◆ **Source material**:
PR #1, opened 2019-11-28
[MM-20303] Setup basic unit testing

streamer45:
#### Summary

PR sets up basic unit testing.

- Running `make test` should now work.
- Added basic tests for `userentity` package.
- Added basic tests for `memstore` package.
- Moved config to separate package.

#### Ticket

https://mattermost.atlassian.net/browse/MM-20303


cmd/loadtest/main.go
```diff
@@ -7,6 +7,7 @@ import (
 	"os"
 	"strings"
 
+	"github.com/mattermost/mattermost-load-test/config"
```
reflog: should these still reference the old repo?

streamer45: Good catch, I was fooled cause I had the new branch on the old repository directory and everything worked. I'll update all references.

PR #2, opened 2019-11-29
[MM-20302] Implement UserController.SetRate()

streamer45:
#### Summary

PR implements UserController.SetRate() method.

#### Ticket

https://mattermost.atlassian.net/browse/MM-20302

### DIFF
--- a/loadtest/control/simplecontroller/controller.go
+++ b/loadtest/control/simplecontroller/controller.go
@@ -5,6 +5,7 @@ package simplecontroller
 
 import (
 	"errors"
+	"math"
 	"time"
 
 	"github.com/mattermost/mattermost-load-test-ng/loadtest/user"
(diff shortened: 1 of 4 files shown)


loadtest/control/simplecontroller/controller.go
```diff
@@ -48,17 +51,28 @@ func (c *SimpleController) Run(status chan<- user.UserStatus) {
...
+			case <-time.After(time.Millisecond * idleTime):
 			}
 		}
 
 		// status <- user.UserStatus{User: c.user, Info: "user loop done", Code: user.STATUS_DONE}
 	}
 }
 
+func (c *SimpleController) SetRate(rate float64) error {
+	if rate < 0 {
```
ethervoid: Are we going to allow 0 value? I'm asking this because if its 0 the [time.After clause](https://github.com/mattermost/mattermost-load-test-ng/pull/2/files#diff-49fc95e0da7ba3b3ed68753b4b3ee624R60) is going to be 0 as well

streamer45: Yes, we want to allow 0 as value for the case where we want to run actions as fast as possible (no wait times between API calls). We could add a check to avoid calling `time.After` but since efficiency is not our main concern at this time I think it's simpler to keep it this way.

PR #4, opened 2019-12-01
added CreateGroupChannel

reflog:


loadtest/user/userentity/actions.go
```diff
@@ -68,4 +68,17 @@ func (ue *UserEntity) CreatePost(post *model.Post) (string, error) {
...
 
 	return post.Id, err
+}
+
+func (ue *UserEntity) CreateGroupChannel(memberIds []string) (string, error) {
+	user, err := ue.store.User()
+	if user == nil || err != nil {
+		return "", errors.New("user was not initialized")
+	}
+	channel, resp := ue.client.CreateGroupChannel(append(memberIds, user.Id))
```
streamer45: I believe here it's enough to pass `memberIds` since the logged in user will always be part of the group channel.

PR #5, opened 2019-12-01
added ViewChannel

reflog:


loadtest/control/simplecontroller/actions.go
```diff
@@ -88,3 +88,20 @@ func (c *SimpleController) createGroupChannel() user.UserStatus {
 	
 	return user.UserStatus{User: c.user, Info: fmt.Sprintf("group channel created, id %v", channelId)}
 }
+
+func (c *SimpleController) viewChannel() user.UserStatus {
+	channel, err := c.user.Store().Channel("") // TODO: fetch channel randomly?
```
streamer45: Correct, here we are going to use [this](https://mattermost.atlassian.net/browse/MM-20704).

loadtest/store/store.go
```diff
@@ -9,14 +9,14 @@ import (
 
 type UserStore interface {
 	Id() string
+	Post(postId string) (*model.Post, error)
+	User() (*model.User, error)
+	Channel(channelId string) (*model.Channel, error)
```
streamer45: This is important. There was a reason why those were in the `MutableUserStore`. We are returning a pointer to the actual data stored and in the case of the memory store that's also a way to alter that data. Whatever method ends up in the `UserStore` interface needs to return a copy otherwise we break immutability. I would keep this unchanged for now to avoid dealing with [deep copying](https://en.wikipedia.org/wiki/Object_copying#Deep_copy) until we really need it.

reflog: @streamer45 
Understood. But:
How should `channel, err := c.user.Store().Channel("")` work now that there isn't a Channel() method in immutable store?

streamer45: The ticket was about implementing the `User` method. We lack an important piece still (comment above) before we can make the controller function work properly. I would't worry about this function too much. We'll get back to it in due time.

PR #6, opened 2019-12-01
added GetChannelUnread()

reflog:

PR #7, opened 2019-12-02
added GetChannelMembers

reflog:


reflog:
@streamer45 - Yea, I thought about adding it, but: I don't think we should store that info or maintain it. It's updated via websockets usually, so I don't think we should rely on our local 'cache' of membership. Thoughts?

streamer45:
> @streamer45 - Yea, I thought about adding it, but: I don't think we should store that info or maintain it. It's updated via websockets usually, so I don't think we should rely on our local 'cache' of membership. Thoughts?

The idea is that we are going to listen to WebSocket at some point in `user.Connect()` and update the store accordingly. Having said that, I feel it's important to update the store here because I would like to move away from returning that data entirely. `User` interface was not meant to be a simple wrapper to the API but it was created to completely separate behaviour and state handling logic.

reflog:
@streamer45 understood. Any reason why you didn't ask for the same change in https://github.com/mattermost/mattermost-load-test-ng/pull/6 ? Just missed it or you don't think we'll need that info?
If it's needed, I'll submit one PR for ViewChannel/GetChannelUnread/GetChannelMembers and GetChannelStats data storing

streamer45:
> @streamer45 understood. Any reason why you didn't ask for the same change in #6 ? Just missed it or you don't think we'll need that info?
> If it's needed, I'll submit one PR for ViewChannel/GetChannelUnread/GetChannelMembers and GetChannelStats data storing

I think it was a combination of the two really (probably overlooked a bit and data returned wasn't on my priority list). Now I am really focusing on getting the users to do something close to what we had in the [previous version](https://github.com/mattermost/mattermost-load-test) of the loadtest agent and getting channel members is definitely data we are going to need to do that. No need to update the old PR now, we'll get back to that when we need it.

reflog:
@streamer45 - to keep in the same vein as the other PR, should GetChannelMembers just return error and update the store?

streamer45:
> @streamer45 - to keep in the same vein as the other PR, should GetChannelMembers just return error and update the store?

Yeah, totally fine for now to just return the error.

PR #8, opened 2019-12-02
added GetChannelStats

reflog:


loadtest/user/user.go
```diff
@@ -36,6 +36,7 @@ type User interface {
 	CreateGroupChannel(memberIds []string) (string, error)
 	ViewChannel(view *model.ChannelView) (*model.ChannelViewResponse, error)
 	GetChannelUnread(channelId string) (*model.ChannelUnread, error)
+	GetChannelStats(channelId string) (*model.ChannelStats, error)
```
streamer45: Let's try and make *return something* the exception and not the rule for the methods wrapping the API calls. I say that unless there's some code depending on the return value I would make the function simply return the error.

reflog: @streamer45  emm... if we are not touching the store and not returning the stats here... then what is the method for? 🤔

streamer45: Stress the API. I believe it's a method called frequently when a user selects a channel.
We don't really care about the result cause we are not going to display or act on that info but we want to make sure we call it.

PR #11, opened 2019-12-03
Added User.CreateChannel

ethervoid:
Related issue https://mattermost.atlassian.net/browse/MM-20710


loadtest/user/userentity/actions.go
```diff
@@ -69,6 +69,20 @@ func (ue *UserEntity) CreatePost(post *model.Post) (string, error) {
 	return post.Id, err
 }
 
+func (ue *UserEntity) CreateChannel(channel *model.Channel) (*model.Channel, error) {
```
streamer45: Let's return the channel id only.

PR #12, opened 2019-12-03
Added User.CreateDirectChannel

ethervoid:
Related issue https://mattermost.atlassian.net/browse/MM-20711

### DIFF
--- a/loadtest/user/userentity/actions.go
+++ b/loadtest/user/userentity/actions.go
@@ -82,17 +82,17 @@ func (ue *UserEntity) CreateGroupChannel(memberIds []string) (string, error) {
 	return channel.Id, err
 }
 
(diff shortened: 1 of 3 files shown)


loadtest/user/userentity/actions.go
```diff
@@ -82,6 +82,19 @@ func (ue *UserEntity) CreateGroupChannel(memberIds []string) (string, error) {
 	return channel.Id, err
 }
 
+func (ue *UserEntity) CreateDirectChannel(userId1, userId2 string) (*model.Channel, error) {
```
streamer45: I think we can simplify. One of the two users is going to be the current user so we just need the id of the other and leverage the store to get the current user id.

Also let's not return a pointer to the channel but just the channel id (we don't want to break immutability).

PR #16, opened 2019-12-03
[MM-20301] Adds GetTeams method, team store methods and their tests

mgdelacroix:


loadtest/store/memstore/store.go
```diff
@@ -64,6 +64,33 @@ func (s *MemStore) SetChannel(channel *model.Channel) error {
...
+	}
+	return teams, nil
+}
+
+func (s *MemStore) SetTeams(teams []*model.Team) error {
+	for _, team := range teams {
+		s.teams[team.Id] = team
+	}
+	return nil
+}
```
streamer45: This can cause the state to get *polluted*. With the above function we always either add or update and never delete. I think the safest choice right now is to make all store setters always replace the data. In this case we could either replace the map entirely or empty it before setting the teams.

loadtest/user/userentity/actions.go
```diff
@@ -163,3 +163,25 @@ func (ue *UserEntity) GetChannelStats(channelId string) error {
...
+	}
+
+	if err := ue.store.SetTeams(teams); err != nil {
+		return nil, err
+	}
+
+	teamIds := make([]string, len(teams))
+	for _, team := range teams {
+		teamIds = append(teamIds, team.Id)
+	}
```
streamer45: No need to use `append` here. We allocated the slice, let's just assign by index.

loadtest/store/memstore/store.go
mgdelacroix: I'm ok on with the approach, but then we would have to either create update methods or allow updating on some to avoid code repetition. E.g.: after a `SearchUsers` action we cannot use `SetUsers` with the results as it would remove the existing ones that were saved previously on (for example) the `GetUsersForChannel` action.

We can solve this with having both `SetUsers` and `AddUsers`/`UpdateUsers`, for example, to allow for both paths, iterate through results and use `SetUser` (suboptimal) or have a flag that indicates if we want the method to replace preexisting users or not. Any preference here?

streamer45: Sure. I am fine with additional `Add`/`Remove` methods if it comes to that, but let's try to not write code we don't yet need. For example, the case of searching the users could be one of those cases where we only act on the API result and don't store anything.

ethervoid:
Before working on the `GetTeam` method, I think we should move this PR forward. What do you think @streamer45 @mgdelacroix ?

loadtest/user/userentity/actions.go
```diff
@@ -163,3 +163,25 @@ func (ue *UserEntity) GetChannelStats(channelId string) error {
 	}
 	return err
 }
+
+func (ue *UserEntity) GetTeams() ([]string, error) {
+	user, err := ue.store.User()
+	if user == nil || err != nil {
+		return nil, errors.New("user was not initialized")
+	}
```
streamer45: Here we should use `ue.getUserFromStore()` like in all other cases.

mgdelacroix: Oops! On it :)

◆ **Task directions**:
Filter the records for lines containing the word "SetUsers" and copy each one.

◆ **Exercise solution**:
mgdelacroix: I'm ok on with the approach, but then we would have to either create update methods or allow updating on some to avoid code repetition. E.g.: after a `SearchUsers` action we cannot use `SetUsers` with the results as it would remove the existing ones that were saved previously on (for example) the `GetUsersForChannel` action.
We can solve this with having both `SetUsers` and `AddUsers`/`UpdateUsers`, for example, to allow for both paths, iterate through results and use `SetUser` (suboptimal) or have a flag that indicates if we want the method to replace preexisting users or not. Any preference here?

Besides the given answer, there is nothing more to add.